**What is expected**
Whenever the word "ringtest" turns up in a line of the data below, copy that line.

>>>

PR #144, opened 2019-03-06
Created Jenkins pipeline for CoreNeuron

iomaganaris:
- Uses Jenkinsfile found in /tests/jenkins
- Builds AoS and SoA configuration of CoreNeuron
- Tests simple ringtest with both of them
- Clones master branch of https://github.com/pramodk/testcorenrn
  to load more tests
- Uses scripts found in /tests/jenkins directory to run all tests

### DIFF
--- a/tests/integration/CMakeLists.txt
+++ b/tests/integration/CMakeLists.txt
@@ -29,30 +29,28 @@ set(COMMON_ARGS "--tstop 100. --celsius 6.3 -mpi")
 set(RING_DATASET_DIR "${CMAKE_CURRENT_SOURCE_DIR}/ring")
 set(RING_COMMON_ARGS "--datpath ${RING_DATASET_DIR} ${COMMON_ARGS}")
 set(RING_GAP_COMMON_ARGS "--datpath ${CMAKE_CURRENT_SOURCE_DIR}/ring_gap ${COMMON_ARGS}")
+set(PERMUTE1_ARGS "--cell-permute 1 --nwarp 8")
+set(PERMUTE2_ARGS "--cell-permute 2 --nwarp 16")
 if(ENABLE_OPENACC)
-    set(PERMUTE1_ARGS "--cell-permute 1 --nwarp 8 --gpu")
-    set(PERMUTE2_ARGS "--cell-permute 2 --nwarp 16 --gpu")
-else(ENABLE_OPENACC)
-    set(PERMUTE1_ARGS "--cell-permute 1 --nwarp 8")
-    set(PERMUTE2_ARGS "--cell-permute 2 --nwarp 16")
+  set(GPU_ARGS "--nwarp 8 --gpu")
 endif()
 
 # List of tests with arguments
 set(TEST_CASE_ARGS
-    "ring!${RING_COMMON_ARGS} --outpath ${CMAKE_CURRENT_BINARY_DIR}/ring"
-    "ring_binqueue!${RING_COMMON_ARGS} --outpath ${CMAKE_CURRENT_BINARY_DIR}/ring_binqueue --binqueue"
-    "ring_multisend!${RING_COMMON_ARGS} --outpath ${CMAKE_CURRENT_BINARY_DIR}/ring_multisend --multisend"
-    "ring_spike_buffer!${RING_COMMON_ARGS} --outpath ${CMAKE_CURRENT_BINARY_DIR}/ring_spike_buffer -b 1"
-    "ring_duplicate!${RING_COMMON_ARGS} --outpath ${CMAKE_CURRENT_BINARY_DIR}/ring_duplicate -z 3"
-    "ring_permute1!${RING_COMMON_ARGS} --outpath ${CMAKE_CURRENT_BINARY_DIR}/ring_permute1 ${PERMUTE1_ARGS}"
-    "ring_permute2!${RING_COMMON_ARGS} --outpath ${CMAKE_CURRENT_BINARY_DIR}/ring_permute2 ${PERMUTE2_ARGS}"
-    "ring_gap!${RING_GAP_COMMON_ARGS} --outpath ${CMAKE_CURRENT_BINARY_DIR}/ring_gap"
-    "ring_gap_binqueue!${RING_GAP_COMMON_ARGS} --outpath ${CMAKE_CURRENT_BINARY_DIR}/ring_gap_binqueue --binqueue"
-    "ring_gap_multisend!${RING_GAP_COMMON_ARGS} --outpath ${CMAKE_CURRENT_BINARY_DIR}/ring_gap_multisend --multisend"
-    "ring_gap_permute1!${RING_GAP_COMMON_ARGS} --outpath ${CMAKE_CURRENT_BINARY_DIR}/ring_gap_permute1 ${PERMUTE1_ARGS}"
-    "ring_gap_permute2!${RING_GAP_COMMON_ARGS} --outpath ${CMAKE_CURRENT_BINARY_DIR}/ring_gap_permute2 ${PERMUTE2_ARGS}")
+    "ring!${RING_COMMON_ARGS} ${GPU_ARGS} --outpath ${CMAKE_CURRENT_BINARY_DIR}/ring"
+    "ring_binqueue!${RING_COMMON_ARGS} ${GPU_ARGS} --outpath ${CMAKE_CURRENT_BINARY_DIR}/ring_binqueue --binqueue"
+    "ring_multisend!${RING_COMMON_ARGS} ${GPU_ARGS} --outpath ${CMAKE_CURRENT_BINARY_DIR}/ring_multisend --multisend"
+    "ring_spike_buffer!${RING_COMMON_ARGS} ${GPU_ARGS} --outpath ${CMAKE_CURRENT_BINARY_DIR}/ring_spike_buffer -b 1"
+    "ring_duplicate!${RING_COMMON_ARGS} ${GPU_ARGS} --outpath ${CMAKE_CURRENT_BINARY_DIR}/ring_duplicate -z 3"
+    "ring_permute1!${RING_COMMON_ARGS} ${GPU_ARGS} --outpath ${CMAKE_CURRENT_BINARY_DIR}/ring_permute1 ${PERMUTE1_ARGS}"
+    "ring_permute2!${RING_COMMON_ARGS} ${GPU_ARGS} --outpath ${CMAKE_CURRENT_BINARY_DIR}/ring_permute2 ${PERMUTE2_ARGS}"
+    "ring_gap!${RING_GAP_COMMON_ARGS} ${GPU_ARGS} --outpath ${CMAKE_CURRENT_BINARY_DIR}/ring_gap"
+    "ring_gap_binqueue!${RING_GAP_COMMON_ARGS} ${GPU_ARGS} --outpath ${CMAKE_CURRENT_BINARY_DIR}/ring_gap_binqueue --binqueue"
+    "ring_gap_multisend!${RING_GAP_COMMON_ARGS} ${GPU_ARGS} --outpath ${CMAKE_CURRENT_BINARY_DIR}/ring_gap_multisend --multisend"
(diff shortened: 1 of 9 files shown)


deploy/Jenkinsfile
```diff
@@ -0,0 +1,227 @@
+pipeline {
+    agent {
```
pramodk: Could you move these files to test directory rather than new deploy?

iomaganaris: I will create a folder in `/tests` called `jenkins` and move all scripts used in the pipeline there

deploy/Jenkinsfile
```diff
@@ -0,0 +1,227 @@
...
+                    userRemoteConfigs: [[url: 'https://github.com/pramodk/testcorenrn.git']]
+                ])
+            }
+        }
+
+        stage('nrnivmodl'){
+            parallel{
+                stage('nrnivmodl'){
+                    steps{
+                        sh 'sh deploy/nrnivmodl.sh'
```
ferdonline: I have the impression that these scripts work in the same directory, even in running in parallel. Did I miss smtg?

deploy/Jenkinsfile
```diff
@@ -0,0 +1,227 @@
...
+                }
+                stage('nrnivmodl-core SoA'){
+                    steps{
+                        sh 'sh deploy/nrnivmodl-core.sh SoA'
+                    }
+                }
+            }
+        }
+
+        stage('testcorenrn'){
```
ferdonline: These stages can be created in a for loop. Something like:
```
script {
    def cmds = [:]
    for (vspec in VERSIONS_SPEC) {
        for (testname in TESTS) {
            def taskname = "${vspec.key}-${testname}"
            cmds[taskname] = """
                source .jenkins/testutils.sh
                run_test ${testname} ${vspec.value}
                """.toString()
        }
    }
    parallel cmds.collectEntries{
        key, cmd -> return [(key): { stage(key){sh(cmd)} } ] }
}
```

deploy/Jenkinsfile
iomaganaris: Yes, they all work in the same directory in parallel but do different tasks.

deploy/Jenkinsfile
iomaganaris: After a lot of tries and research I could not find a way to construct with a `for-loop` the same pipeline design with running in parallel a branch with more than one stages, so I suppose that I will leave this part of the code like that. :disappointed:

pramodk:
@iomaganaris  : I have some suggestions about enabling GPU builds in Jenkins test suite (see #145), lets discuss.

tests/integration/CMakeLists.txt
```diff
@@ -113,7 +111,9 @@ endif()
     elseif(${SUBTEST_NAME} MATCHES "spikereplay")
       set(TEST_ARGS "--datpath ${CMAKE_CURRENT_SOURCE_DIR}/${TEST_NAME} --outpath ${CMAKE_CURRENT_BINARY_DIR}/${SIM_NAME} --pattern ${CMAKE_CURRENT_SOURCE_DIR}/${SIM_NAME}/out.std --tstop 100. -mpi")
     endif()
-
+    if(ENABLE_OPENACC)
+      set(TEST_ARGS "${TEST_ARGS} --nwarp 8 --gpu")
```
pramodk: `--nwarp 8 --gpu` => can be `${GPU_ARGS}` ?

tests/jenkins/nrnivmodl-core.sh
```diff
@@ -0,0 +1,8 @@
+#!/usr/bin/bash
+
+. /gpfs/bbp.cscs.ch/apps/hpc/jenkins/config/modules.sh
+module load intel/18.0.3 hpe-mpi/2.16
```
pramodk: remove versions `/18.0.3` & `/2.16` so that if new modules are available, we dont have to change this.

tests/jenkins/nrnivmodl-core.sh
```diff
@@ -0,0 +1,8 @@
...
+CORENRN_TYPE=$1
+cd $WORKSPACE/testcorenrn
+rm -rf $CORENRN_TYPE
```
pramodk: `$CORENRN_TYPE` => could you use here full path? `$WORKSPACE/testcorenrn/$CORENRN_TYPE`

tests/jenkins/nrnivmodl.sh
```diff
@@ -0,0 +1,8 @@
+#!/usr/bin/bash
+
+. /gpfs/bbp.cscs.ch/apps/hpc/jenkins/config/modules.sh
+module load neuron/2018-10/python3/parallel
```
pramodk: same here

tests/jenkins/ringtest.sh
```diff
@@ -0,0 +1,14 @@
+#!/usr/bin/bash
+
+module load hpe-mpi/2.16
```
pramodk: same

tests/jenkins/run_corenrn.sh
```diff
@@ -0,0 +1,15 @@
+#!/usr/bin/bash
+
+module load hpe-mpi/2.16
```
pramodk: same

tests/jenkins/run_neuron.sh
```diff
@@ -0,0 +1,10 @@
+#!/usr/bin/bash
+
+module load hpe-mpi/2.16
```
pramodk: same

tests/jenkins/nrnivmodl-core.sh
iomaganaris: Should the version definition be removed from `pgi`, `cuda`, `cmake` and `boost` as well?

tests/jenkins/nrnivmodl.sh
iomaganaris: I used this particular version because `module load neuron` loads by default `neuron/2018-10/python3/serial` and running `nrnivmodl` of this version to build the `special` for the `testcorenrn` fails with the following error:
```
libtool: link: unable to infer tagged configuration
libtool: link: specify a tag with `--tag'
```

tests/jenkins/nrnivmodl-core.sh
pramodk: yeah...I would remove them now. I believe we would be deploying compatible ones.

tests/jenkins/nrnivmodl.sh
pramodk: ok..understood. for neuron you can specify full module then.

tests/integration/CMakeLists.txt
```diff
@@ -113,7 +111,9 @@ endif()
     elseif(${SUBTEST_NAME} MATCHES "spikereplay")
       set(TEST_ARGS "--datpath ${CMAKE_CURRENT_SOURCE_DIR}/${TEST_NAME} --outpath ${CMAKE_CURRENT_BINARY_DIR}/${SIM_NAME} --pattern ${CMAKE_CURRENT_SOURCE_DIR}/${SIM_NAME}/out.std --tstop 100. -mpi")
     endif()
-
+    if(ENABLE_OPENACC)
```
ferdonline: No need for the `if`. $GPU_ARGS will be empty

tests/jenkins/install.sh
```diff
@@ -0,0 +1,57 @@
+#!/usr/bin/bash
+
```
ferdonline: Add `set -e` to break on error

tests/jenkins/install.sh
```diff
@@ -0,0 +1,57 @@
...
+. /gpfs/bbp.cscs.ch/apps/hpc/jenkins/config/modules.sh
+
+CORENRN_TYPE=$1
+
+if [ ${CORENRN_TYPE} = "GPU" ]
```
ferdonline: Use quotes to avoid the comparison to break when there are spaces in the var
`if [ "$CORENRN_TYPE" = "GPU" ]`

tests/jenkins/install.sh
```diff
@@ -0,0 +1,57 @@
...
+then
+    module load pgi cuda hpe-mpi cmake
+
+    mkdir build_${CORENRN_TYPE}
+else
+    module load boost intel hpe-mpi cmake
+    export CC=mpicc
```
ferdonline: We dont need these exports for the GPU version?

tests/jenkins/install.sh
```diff
@@ -0,0 +1,57 @@
+#!/usr/bin/bash
+
+. /gpfs/bbp.cscs.ch/apps/hpc/jenkins/config/modules.sh
+
+CORENRN_TYPE=$1
```
ferdonline: Quote, otherwise assignment might fail
`CORENRN_TYPE="$1"`

tests/jenkins/install.sh
```diff
@@ -0,0 +1,57 @@
...
+    export CC=mpicc
+    export CXX=mpicxx
+
+    mkdir build_${CORENRN_TYPE} build_intel_${CORENRN_TYPE}
+fi
+
+cd $WORKSPACE/build_${CORENRN_TYPE}
+
+echo "${CORENRN_TYPE} build"
+if [ ${CORENRN_TYPE} = "GPU" ]
```
ferdonline: Quotes. Also, as a convention, it is more common to see
`if [...]; then`

tests/jenkins/install.sh
```diff
@@ -0,0 +1,57 @@
...
+
+    mkdir build_${CORENRN_TYPE}
+else
+    module load boost intel hpe-mpi cmake
+    export CC=mpicc
+    export CXX=mpicxx
+
+    mkdir build_${CORENRN_TYPE} build_intel_${CORENRN_TYPE}
+fi
+
```
ferdonline: Maybe good to control the input
```
else if [ "$CORENRN_TYPE" = .... ]; then
    ....
else
   echo "Not a valid mode"
   exit 1
fi
```

tests/jenkins/install.sh
```diff
@@ -0,0 +1,57 @@
...
+      -G 'Unix Makefiles'  \
+      -DCMAKE_INSTALL_PREFIX=$WORKSPACE/install_${CORENRN_TYPE}/ \
+      -DCMAKE_BUILD_TYPE=Debug  \
+      -DENABLE_SOA=$ENABLE_SOA \
+      -DCORENEURON_OPENMP=$ENABLE_OPENMP \
+      -DTEST_MPI_EXEC_BIN="mpirun" -DTEST_EXEC_PREFIX="mpirun;-n;2" -DAUTO_TEST_WITH_SLURM=OFF -DAUTO_TEST_WITH_MPIEXEC=OFF \
+      $WORKSPACE/
+fi
+make VERBOSE=1 -j8
+make install
```
ferdonline: Newline at the of file(s)

tests/jenkins/nrnivmodl-core.sh
```diff
@@ -0,0 +1,8 @@
+#!/usr/bin/bash
+
```
ferdonline: Add `set -e`
Also in the next script files

tests/jenkins/install.sh
iomaganaris: I didn't know about this. Thank you for the addition!

tests/jenkins/install.sh
iomaganaris: You are right. The exports are needed to use the `hpe-mpi` compiler and are included in the tutorial of building `CoreNeuron for GPU`, however if they are not set the `PGI` compiler is used and `CoreNeuron` is still built without problems and without any big difference in performance.

ferdonline: CMake will handle both cases for you. (sorry I lost the source of this info...)
If you `export CC=mpicc` it will use the mpi compiler wrapper, if not, it will use the CXX compiler and detect the MPI flags for you.
I believe it would be better to be consistent, but I don't know if there are any gotchas. @pramodk ?

iomaganaris:
please retest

<<<

**Output for this task**
- Tests simple ringtest with both of them
tests/jenkins/ringtest.sh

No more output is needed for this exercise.